# DEVASTATING facts surface on dog euthanized...



## CorgiPaws (Mar 31, 2009)

A while back I posted about one of the regular dogs at my daycare being PTS after biting a kid in the neighborhood. Her owner was led to believe she was being quarantined for ten days, and that she would have her back. She had set up a training program upon her dog's arrival back home to make sure this never happens again. It's my understanding that she got out of the house, chased after a little girl on a bike, and nipped her on the leg. 

When she called to check up on the dog, she was informed her little girl had been euthanized that morning. 

Apparently she was not misled, she WAS supposed to get her girl back... there was a miscommunicaton at the stupid shelter, and they put the WRONG dog down. How heartbreaking is that?! Ugh, I just ache for her. It makes me sick.


----------



## Scarlett_O' (May 19, 2011)

OH NO!!!:frown: That makes me SOOO sad!! WOW, I cant imagine how devastated that woman must be!! I hope she is able to take some sort of legal action(I know I would!!)


----------



## KlaMarie (Dec 30, 2010)

Something similar happened to my neighbor. Their resuced black lab got loose and picked up by animal control. The dog had only been at the shelter a couple hours when they called and were told he was there, so they said they would come pick him up. They show up and find out their dog had accidentally been euthanized because the person processing the dog when he was brought in had put the wrong date the "date arrived" box, so it looked like the dog had been at the shelter longer than he had. So it being a black dog, they put him down. :frown: 

.......I don't even want to imagine something like that happening to me.


----------



## magicre (Apr 7, 2010)

there simply are no adequate words


----------



## SilverBeat (Jan 16, 2011)

That is absolutely heartbreaking.


----------



## DoglovingSenior (Jun 26, 2011)

It made me feel sick to read this (


----------



## SpooOwner (Oct 1, 2010)

ugh, absolutely heart-wrenching


----------



## Jynical (Jun 22, 2011)

There is absolutely nothing productive (or rated PG) that I could say about this. It's infuriating... and saddening...


----------



## catahoulamom (Sep 23, 2010)

So unbelievably sad... I feel angry for this woman. Heart-wrenching.


----------



## whiteleo (Sep 7, 2008)

There are so many things wrong with this story! No.1 she should have been quarantined at the women's house, that is how it is done here. People have got to start communicating properly with each other, I'm sure this is not an isolated case.
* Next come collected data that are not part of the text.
PR #5384, opened 2023-06-23
chore: clean console

Kinerius:
## What does this PR change?

Removed a few `OperationCancelledExceptions` in an effort to fix https://github.com/decentraland/unity-renderer/issues/5344

Removed warnings about GLTF not supporting certain features in prod.

Fixed a Missing Reference Exception at the culling controller

## Our Code Review Standards

### DIFF
--- a/unity-renderer/Assets/Rendering/Culling/CullingController.cs
+++ b/unity-renderer/Assets/Rendering/Culling/CullingController.cs
@@ -161,7 +161,7 @@ namespace DCL.Rendering
 
             foreach (Renderer r in renderers)
             {
-                if (!r)
+                if (r == null)
                     continue;
 
                 if (Time.realtimeSinceStartup - currentStartTime >= CullingControllerSettings.MAX_TIME_BUDGET)
--- a/unity-renderer/Assets/Rendering/Culling/CullingController.cs
+++ b/unity-renderer/Assets/Rendering/Culling/CullingController.cs
@@ -161,7 +161,7 @@ namespace DCL.Rendering
 
             foreach (Renderer r in renderers)
             {
-                if (r == null)
+                if (!r)
                     continue;
 
                 if (Time.realtimeSinceStartup - currentStartTime >= CullingControllerSettings.MAX_TIME_BUDGET)
--- a/unity-renderer/Assets/Scripts/MainScripts/DCL/Controllers/AssetManager/GLTFast/AssetPromise_GLTFast_Loader.cs
+++ b/unity-renderer/Assets/Scripts/MainScripts/DCL/Controllers/AssetManager/GLTFast/AssetPromise_GLTFast_Loader.cs
@@ -5,8 +5,10 @@ using DCL.GLTFast.Wrappers;
 using GLTFast;
 using GLTFast.Logging;
 using GLTFast.Materials;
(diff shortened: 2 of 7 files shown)


unity-renderer/Assets/Scripts/MainScripts/DCL/Controllers/AssetManager/GLTFast/AssetPromise_GLTFast_Loader.cs
```diff
@@ -143,6 +143,50 @@ private async UniTaskVoid ImportGltfAsync(Action onSuccess, Action<Exception> on
...
+    {
+        public LogCode LastErrorCode { get; private set; }
+
+        public void Error(LogCode code, params string[] messages)
+        {
+            LastErrorCode = code;
+            Debug.LogError(LogMessages.GetFullMessage(code, messages));
+        }
+
+        public void Warning(LogCode code, params string[] messages)
```
popuz, line 156: you can try to use `[Conditional("UNITY_EDITOR")]` attribute in these cases. It will be almost the same. Some info about it:

> The [Conditional] attribute in C# is an feature that enables developers to control whether the call to a particular method should be included or excluded at compile time, based on the presence or absence of a specified preprocessor symbol. 
This is extremely useful in cases where you have code that is only relevant in debug mode or during testing, such as writing debug logs to the console.

The main points to remember about the Conditional attribute are:
- It only affects whether calls to the method are included, not whether the method itself is included in the compiled code.
- The method that has the Conditional attribute must return void.
- You can apply the Conditional attribute to a method or attribute class, but not to an instance constructor, destructor, operator, or get or set property accessor.
- Any arguments passed to a method that is conditionally excluded are still fully compiled and executed; the call to the method is the only thing that is excluded.

unity-renderer/Assets/Rendering/Culling/CullingController.cs
```diff
@@ -161,7 +161,7 @@ internal IEnumerator ProcessProfileWithEnabledCulling(CullingControllerProfile p
 
             foreach (Renderer r in renderers)
             {
-                if (r == null)
+                if (!r)
```
popuz, line 164: please revert it. _**Don't omit comparison to null**_ is in our [code-guidlines](https://github.com/decentraland/unity-renderer/blob/dev/docs/style-guidelines.md#general)

popuz (approved):
less noise in Sentry, nice 💪 Left 1 cosmetical request (code style) and 1 cosmetical suggestion (that one is optional)

unity-renderer/Assets/Scripts/MainScripts/DCL/Controllers/AssetManager/GLTFast/AssetPromise_GLTFast_Loader.cs
Kinerius: I was not aware of that Conditional Attribute, It also leaves the code more readable, nice suggestion! 👍

0xD-Fabio: Amazing stuff! Didn't know either!

PR #5425, opened 2023-07-03
fix: request profile from unknown peer if profile announcement was missed

hugoArregui:
## What does this PR change?

I saw sometimes you join a world and don't  see people around you, when joining a realm we send a profile announcement message with the version of the profile we are currently using. If for some reason that message is lost, a given peer won't request the profile again although other messages arrive and the original peer will be forever unknown. This is a pragmatic fix, if you get a position message from an unknown peer, request their profile.

## How to test the changes?

There is no specific way to reproduce this issue (specially if this fix actually works), but for QA this should be a basic comms test: go to the same place and you should be able to see people, talk to them, chat with them.

## Our Code Review Standards

### <samp>🤖 Generated by Copilot at 79c7925</samp>

This pull request enhances the profile synchronization feature for users in the same comms room. It modifies `handlers.ts` and `peers.ts` to send and receive profile requests and updates more efficiently.

### DIFF
--- a/browser-interface/packages/shared/comms/handlers.ts
+++ b/browser-interface/packages/shared/comms/handlers.ts
@@ -54,7 +54,7 @@ export async function bindHandlersToCommsContext(room: RoomConnection) {
   pingRequests.clear()
 
   // RFC4 messages
-  room.events.on('position', processPositionMessage)
+  room.events.on('position', (e) => processPositionMessage(room, e))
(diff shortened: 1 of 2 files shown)


kwssbocian (approved):
✔️During testing other avatars in the same place were present visible and interactable. Communication and messages went through without issues.

pentreathm (approved):

PR #5470, opened 2023-07-13
fix: mentions are not always working correctly

### LINKED ISSUE #4861: [QA] @Mentions issue for wallet logins on webGL
Description:

On web @mentions for the wallet users do not show the messages with their name as highlighted in yellow and there is no @ icon in the conversation list for the channel the mention was posted in and also in the notifications window. It appears as just a normal message.

Reproduction rate: 

5/5

Steps to reproduce:    

1. Launch DCL on webGL. 
2. Mention a wallet user on ~nearby chat.
3. Observe the issue.
 
Results:    

Mentions are displayed as normal messages.
 
Expected results:

Mentions are highlighted in yellow.
 
Notes:    
- Issue occurs for production. 

sandrade-dcl:
## What does this PR change?
Fix #4861 

The background color of the chat entry was yellow for ALL mentions instead of only for the messages that contains a mention of OUR OWN USER.

image

## How to test the changes?
1. Launch 2 explorers with 2 different users (it doesn't matter if one of them is a guest).
2. Open the chat in both browsers (for example `nearby`).
3. With one of the users, mention to the other one.
4. Check that the color of the sent message is green (instead of yellow).
5. From the browser of the other user, check that the received message is yellow.
6. Do the same but starting the process from the other user and check that it works in the same way.

## Our Code Review Standards

### <samp>🤖 Generated by Copilot at 2699c73</samp>

Fix chat entry background color issue when hovering over mention links. Reset the color in `DefaultChatEntry.cs` after link detection.

### DIFF
--- a/unity-renderer/Assets/Scripts/MainScripts/DCL/Controllers/HUD/ChatWidgetHUD/DefaultChatEntry.cs
+++ b/unity-renderer/Assets/Scripts/MainScripts/DCL/Controllers/HUD/ChatWidgetHUD/DefaultChatEntry.cs
@@ -38,7 +38,6 @@ namespace DCL.Chat.HUD
         [SerializeField] private MentionLinkDetector mentionLinkDetector;
         [SerializeField] private Color autoMentionBackgroundColor;
         [SerializeField] private Image backgroundImage;
-        [SerializeField] internal UserProfile ownUserProfile;
 
         private float hoverPanelTimer;
         private float hoverGotoPanelTimer;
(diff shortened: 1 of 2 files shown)


kwssbocian (approved):
✔️From own perspective all messages, including mentions, are now colored green.
✔️From peer perspective only the messages mentioning that user are colored yellow. Mentions of other users are colored white and therefore appear like any other normal message.

AjimenezDCL (approved):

If I were her I would do everything in my power and my money to make them pay for their stupidity.


----------



## meggels (May 30, 2010)

I really cannot imagine. How awful


----------



## schtuffy (May 17, 2010)

I feel sick to my stomach...


----------



## Mollygirl (May 14, 2011)

I got one word "Lawsuit". I would be so heartbroken, if anything like that happened to my dogs, I just can't imagine.


----------



## tansox (Jun 22, 2011)

Just soooooooooooo sad. Poor family. I can't imagine how I'd feel, but I'd be looking at legal advice, not that it can bring the dog back, but this has to be taken further so it doesn't happen again.


Poor poor family.


----------



## CavePaws (Jan 25, 2011)

That's so horrible. There isn't anything that will bring that dog back or make up for that family's loss. People can't just screw around with a living creatures mortality like that. I honestly think screwing up as bad as putting an animal down prematurely should be grounds for firing a person. How freaking negligent. My heart and thoughts go out to the dog who lost his/her life and the family who lost their best friend.


----------



## Unosmom (May 3, 2009)

I hear this way too often, dogs being put down " by mistake" which I dont really buy. I get that shelter employees are understaffed and paid, but thats not en excuse for incompetency. My heart goes out to her.


----------



## monkeys23 (Dec 8, 2010)

Yeah there is no excuse for that. It is just not okay!


----------



## DaneMama (Jun 27, 2008)

Oh wow. This is just terrible. And I agree, LAWSUIT. If it were my dog, someone would have to pay for such a devastating mistake. My thoughts are with your friend....


----------



## magicre (Apr 7, 2010)

i agree that a lawsuit is in order....but aren't dogs considered property? and therefore, paid what they are 'worth'? not what they are WORTH?


----------



## xellil (Apr 4, 2011)

magicre said:


> i agree that a lawsuit is in order....but aren't dogs considered property? and therefore, paid what they are 'worth'? not what they are WORTH?


That's the whole problem - they really have no consequences for screwing up like that. You can sue for only the value of the "property" so unless you have a show dog and can prove you were going to make big $$ on progeny, they will owe you $60 for the adoption fee. Doesn't seem fair.


----------



## wags (Jan 31, 2009)

Thats so sad.How in the world was their such miscommunication.There has to be a lawsuit in this one for sure. Sad. (((


----------



## PUNKem733 (Jun 12, 2009)

I have heard many a times about confusion like this that ends up killing the wrong animals. Seems like they stock shelters with people that have goop for brains.


----------



## SpooOwner (Oct 1, 2010)

PuppyPaws - are you in the Chicago area? HuffPost had an article yesterday about someone who PTS the wrong dog. It's sorta nice to see this kind of story get some attention, even if it's really disturbing that it happened at all.


----------